La principal extravagancia decorativa que me concedí cuando todos los obreros se habían marchado ya es del mismo color que las demás, y sin embargo, tiene un origen muy distinto. No conocía a los habitantes de aquella casa, un piso de estudiantes caótico, superpoblado y recubierto por una uniforme costra de mugre reciente, donde aquel sofisticado y singular objeto representaba un misterio completo o la clave de otro, más profundo, que no pude descifrar. Por eso no lo olvidé jamás, aunque nunca tampoco volví a pisar aquella casa. Era un ventilador ajado y ruidoso, extraño, abrumadoramente pasado de moda en aquel momento, hace casi veinte años ya. Sus palas de madera oscura y metal dorado chirriaban rítmicamente para esparcir sobre el techo un manojo de sombras agudas, alargadas, que cortaban la luz en tiras, el globo blanco fijado a su eje encendido e inmóvil, como indiferente al movimiento. Debajo de su panza de cristal había una cama deshecha, y en esa cama estábamos un chico que se llamaba Pepe, del que sabía poco más que del desconocido que le había prestado las llaves de aquella casa, y yo, muy jóvenes, como él seguirá siendo para siempre en mi memoria, porque no volví a verle jamás después de aquel verano, y como a mí me parece ya increíble haber sido alguna vez. No fue un gran trofeo, pero tampoco he logrado colgar tantos en las paredes de mi vida, y el ventilador era delicioso, tan absurdo, así que compré uno, con una lámpara debajo, igual que aquél, y lo colgué del techo, encima de mi cama, y me tumbé a mirarlo, una noche, y otra, y otra, era tan romántico, no me costaba trabajo imaginarme a su amparo, rodando entre las sábanas con un amante imprevisto, duro y tierno al mismo tiempo, desconocido aún, yo sudaría mucho, como en las películas, y él sudaría también, la humedad condensándose en diminutas gotas que trazarían un mapa de emoción y de placer a lo largo de su espalda, marcas poderosas que no se secarían nunca mientras las aspas de madera blanca giraran lentamente sobre nuestros cuerpos felices y culpables, la piel saciada, y esa gloriosa incertidumbre de no conocer, de no hallarse, de haberse perdido de repente entre las familiares esquinas del paisaje de todos los días.
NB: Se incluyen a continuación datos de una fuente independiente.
PR #39, opened 2016-10-05
Add Diff command usage to README.md

ogizanagi:


chalasr:
Indeed, it's time to write to documentation 👍

PR #44, opened 2016-10-06
Avoid using Yaml for rendering ansible files

chalasr:
It was useless complexity. Btw the diff becomes far more acceptable

### DIFF
--- a/src/Env/Config/Renderer.php
+++ b/src/Env/Config/Renderer.php
@@ -11,9 +11,6 @@
 
 namespace Manala\Env\Config;
 
-use Manala\Env\Config\Variable\Variable;
-use Symfony\Component\Yaml\Yaml;
-
 /**
  * Config' template renderer.
  *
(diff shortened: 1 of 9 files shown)


ogizanagi:
So much better. looks good to me. 👍

ogizanagi (approved):

src/Env/Config/Renderer.php
```diff
@@ -40,45 +37,12 @@ public static function render(Config $config)
...
 
         $vars = $config->getVars();
-        $content = file_get_contents($template);
-
-        if ('yml' === $template->getExtension()) {
-            return self::renderYaml($content, $vars);
-        }
-
-        $rendered = $content;
+        $content = $rendered = file_get_contents($template);
```
ogizanagi:
``` diff
- $content = $rendered = file_get_contents($template);
+ $rendered = file_get_contents($template);
```

ogizanagi (changes requested):

src/Env/Config/Renderer.php
```diff
@@ -40,45 +37,12 @@ public static function render(Config $config)
...
-        $content = file_get_contents($template);
-
-        if ('yml' === $template->getExtension()) {
-            return self::renderYaml($content, $vars);
-        }
-
-        $rendered = $content;
+        $rendered = file_get_contents($template);
 
         foreach ($vars as $var) {
```
ogizanagi, line 42: We could use `array_reduce` in order to inline the `return` and avoid assignation. But this should be benchmarked. Nobody ain't time for that. :trollface:

ogizanagi (approved):

PR #45, opened 2016-10-06
Call make build from setup and deploy

chalasr:


src/Resources/symfony/ansible/group_vars/deploy_demo.yml
```diff
@@ -0,0 +1,19 @@
...
+  - web/app_test.php
+
+#########
+# Tasks #
+#########
+
+manala_deploy_tasks:
+  - make: install@demo
+  - make: build@demo
+  - service_restart: supervisor
```
ogizanagi: Is that required ? I don't have this in my project templates.

src/Resources/symfony/ansible/group_vars/deploy_demo.yml
```diff
@@ -0,0 +1,19 @@
+
+---
+
+###########
+# Removed #
+###########
+
+manala_deploy_removed:
+  - web/app_dev.php
```
ogizanagi: Should we remove this one by default on demo ? ping @nervo 

I'll personally be in favor of keeping it and only remove `app_test.php`

ogizanagi: For reference: https://github.com/Elao/symfony-standard/blob/master/ansible/group_vars/deploy_demo.yml

chalasr: I believe you're right, we do not remove it 👍

chalasr:
Done

ogizanagi (approved):

PR #47, opened 2016-10-06
Remove make targets

ogizanagi:
We do not need this feature anymore, as we won't use those commands elsewhere AFAIU (starting the provisioning remains the user responsibility and functional tests for environments will be aware of the tasks to execute).


chalasr:
👍  Nice catch

chalasr:
The diff is even lighter ❤️

PR #48, opened 2016-10-06
Resolve vagrant box version depending on dependencies version

### LINKED ISSUE #43: Use different versions of the vagrant box depending on the chosen PHP version
Sort as we can support PHP versions lower than 7

chalasr:
Allows manalizing php 5 projects (I'll add some build tests for them).
Closes #43

### DIFF
--- a/composer.json
+++ b/composer.json
@@ -17,7 +17,8 @@
         "symfony/filesystem": "~3.1",
         "symfony/process": "~3.1",
         "symfony/stopwatch": "~3.1",
-        "composer/semver": "^1.4"
+        "composer/semver": "^1.4",
+        "nikic/iter": "^1.4"
     },
     "require-dev": {
         "symfony/console": "~3.2@dev",
--- a/src/Env/Config/Variable/VagrantBoxVersionResolver.php
+++ b/src/Env/Config/Variable/VagrantBoxVersionResolver.php
@@ -1,0 +1,63 @@
+<?php
+
+/*
+ * This file is part of the Manala package.
+ *
+ * (c) Manala <contact@manala.io>
+ *
+ * For the full copyright and license information, please refer to the LICENSE
+ * file that was distributed with this source code.
+ */
+
+namespace Manala\Env\Config\Variable;
+
+use Manala\Env\Config\Variable\Dependency\Dependency;
+use Manala\Env\Config\Variable\Dependency\VersionBounded;
+use function iter\search;
+
+/**
+ * @author Robin Chalas <robin.chalas@gmail.com>
+ */
+class VagrantBoxVersionResolver
+{
+    const DEFAULT_BOX_VERSION = '~> 3.0.0';
+
+    /**
+     * Resolves the vagrant box version.
+     *
+     * @param \Iterator $dependencies
+     *
+     * @return VagrantBoxVersion
+     */
+    public static function resolve(\Iterator $dependencies)
+    {
+        $php = self::getDependency('php', $dependencies);
+
+        if (null === $php) {
+            return new VagrantBoxVersion(self::DEFAULT_BOX_VERSION);
+        }
+
+        return new VagrantBoxVersion(self::resolveFromPhpVersion($php->getVersion()));
+    }
+
+    /**
+     * @return string
+     */
+    private static function resolveFromPhpVersion($phpVersion)
+    {
+        return (float) $phpVersion < 7 ? '~> 2.0.0' : self::DEFAULT_BOX_VERSION;
+    }
+
+    /**
+     * @param string   $name
+     * @param Iterator $dependencies
+     *
+     * @return VersionBounded|false
+     */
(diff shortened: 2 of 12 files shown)


composer.json
```diff
@@ -17,7 +17,8 @@
         "symfony/filesystem": "~3.1",
         "symfony/process": "~3.1",
         "symfony/stopwatch": "~3.1",
-        "composer/semver": "^1.4"
+        "composer/semver": "^1.4",
+        "nikic/iter": "^1.4"
```
chalasr, line 21: https://www.sitepoint.com/memory-performance-boosts-with-generators-and-nikiciter/

chalasr:
@nervo Here is the error output of the fail I have with `php 5.6` and `mysql 5.6` on `manala/app-dev-debian ~> 2.0.0`:

```
TASK [manala.php : extensions > Install packages] ******************************
failed: [localhost] (item=[u'php5-xdebug', u'php5-mysqlnd', u'php5-intl', u'php5-curl', u'php5-mbstring', u'php5-xml', u'php5-zip', u'php5-gd']) => {"failed": true, "item": ["php5-xdebug", "php5-mysqlnd", "php5-intl", "php5-curl", "php5-mbstring", "php5-xml", "php5-zip", "php5-gd"], "msg": "No package matching 'php5-mbstring' is available"}
```

I'm pretty sure you told me about this one, do you have a clue? Maybe a specific `mysql` version to use?

nervo:
That's a naughty one...
Php extensions are not 100% iso from versions to versions. You can work around this issue by updating the extensions array, but i would like to solve it on the role side.
Something like "hey, you want mbstring ? sure ? but i see you're on php 5.5, idiot. Ok, i won't crash, i will just move to th next. Thx, kiss"

chalasr:
The extension being really needed and installed anyway, to me the `php_extensions` option should reflect what the end user wants to see installed, thus it should contain `mbstring` if it is.

> i would like to solve it on the role side

I think it's legit, but would it be possible and is it worth it? 

I can always add a `PhpExtensionsResolver` similar to what is done here for the vagrant box version and keep in mind that when using php 5, `mbstring` is default installed even if not explicitly set in the `php_extensions` array

ogizanagi:
I'd rather say we should not care on the `manala/manala` side if the `mbstring` ext is shipped with the configured php version or not. The manala roles should simply ignore it. When upgrading to a newer php version, the `mbstring` extension will probably still be required and thus should be present in the manala roles configuration.

So 👍 for @nervo (but even if I do love the `hey, you want mbstring ? sure ? but i see you're on php 5.5, idiot. Ok, i won't crash, i will just move to the next. Thx, kiss` message suggestion and trashing users, I'd suggest simply moving to the next 😄 )

chalasr:
@ogizanagi That's what I meant by:

> The extension being really needed and installed anyway, to me the php_extensions option should reflect what the end user wants to see installed, thus it should contain mbstring if it is.

The workaround I proposed consists into do not add these extensions if they will fail, but in fact the extension will be installed. This option being called `php_extensions` and not `php_packages`, the fix should indeed be done on the role side which tries to install an unneeded package instead of just enabling an already installed one.

chalasr:
@nervo Failing extensions are `php5-mbstring`, `php5-xml` and `php5-zip` (enabled in `app_extensions` as `mbstring`, `xml` and `zip`). Removing them make the build pass with php `5.6`

tests/Functional/SetupTest.php
```diff
@@ -99,7 +152,29 @@ public function testExecuteWithDefaultAppNameUsesTheCurrentDirectoryName()
         $this->assertFileExists(self::$cwd.'/ansible/app.yml');
         $this->assertFileExists(self::$cwd.'/ansible/ansible.yml');
 
-        $this->assertContains(":name        => 'manala'",  file_get_contents(self::$cwd.'/Vagrantfile'));
+        $expectedDeps = <<<'YAML'
```
ogizanagi, line 203: No assertion on this ?

chalasr: oops 👍

src/Env/Config/Variable/VagrantBoxVersionResolver.php
```diff
@@ -0,0 +1,63 @@
...
+
+    /**
+     * @param string   $name
+     * @param Iterator $dependencies
+     *
+     * @return VersionBounded|false
+     */
+    private static function getDependency($name, \Iterator $dependencies)
+    {
+        return filter(function (Dependency $dependency) {
```
ogizanagi: Actually, I think it'll be better to use [search](https://github.com/nikic/iter/blob/master/src/iter.php#L601-L627). There should be no gain, but semantics. ¯\_(ツ)_/¯

chalasr: far better 👍  it avoids using `current()` at end, as it returns the found result directly

chalasr:
@ogizanagi All fixed

PR #52, opened 2016-10-08
Fix missing dependency when buildign the phar

ogizanagi:
Adding a new dependency in the project means adding it to the `box.json` file, unless the dep is only used for testing purposes.


chalasr:
https://github.com/manala/manala/commit/ead06d9d137b569de787976e9d262a546f94d27a :) Sorry for did it discretely

PR #54, opened 2016-10-09
Add php 7.1 to travis

chalasr:


.travis.yml
```diff
@@ -8,9 +8,10 @@ env:
 matrix:
     fast_finish: true
     include:
+        - php: 5.6
```
ogizanagi, line 11: For the record: I moved this one below in order for Travis to execute the fastest and most complete build fist (7.0). But actually, it doesn't seem the order has any effect :/

.travis.yml
```diff
@@ -8,9 +8,10 @@ env:
...
         - php: 7.0
           env: CHECK_PHP_SYNTAX="yes"
```
ogizanagi, line 13: There are chances the php 7.1 build is slightly faster than 7.0. I would move the `php-cs-fixer` check to this build :) WDYT ?

.travis.yml
chalasr: Yeah so I moved it up for readability

ogizanagi (approved):

.travis.yml
chalasr: Oops, merged :)

ogizanagi: 😄

PR #1290, opened 2019-10-31
fix: privilege escalation

wansir:

**What type of PR is this?**

/kind bug

change cluster role by self is not permitted

### DIFF
--- a/pkg/apiserver/iam/im.go
+++ b/pkg/apiserver/iam/im.go
@@ -160,6 +160,11 @@ func UpdateUser(req *restful.Request, resp *restful.Response) {
 		}
 	}
 
+	if usernameInHeader == user.Username {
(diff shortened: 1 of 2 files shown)


pkg/apiserver/iam/im.go
```diff
@@ -160,6 +160,11 @@ func UpdateUser(req *restful.Request, resp *restful.Response) {
 		}
 	}
 
+	if usernameInHeader == user.Username {
+		// change cluster role by self is not permitted
```
rayzhou2017: how about admin changes itself? Still not allowed? If so, it requires a different admin to change it?

wansir: Yes, cluster role can only be modified by other admin or user manager.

Me cansé pronto del verdulero, y de la campana extractora ultrafina con foco incorporado, pero no conseguí aborrecer el ventilador, y me mecí en sus alas, noche tras noche, durante semanas, meses, demasiado tiempo para mirarlo desde una cama vacía. Ahí empezó la cuesta abajo, y a mi casa le dio por respirar. Cuando dejé de distinguir el final de la pendiente —¿y quién me va a enterrar a mí?—, el vértigo atenazó mis brazos, y paralizó mis piernas, y se cerró sobre mis pulmones como los dedos de aquella vieja angustia que no me consentía respirar, y me dije que había llegado el momento de tomar una decisión importante.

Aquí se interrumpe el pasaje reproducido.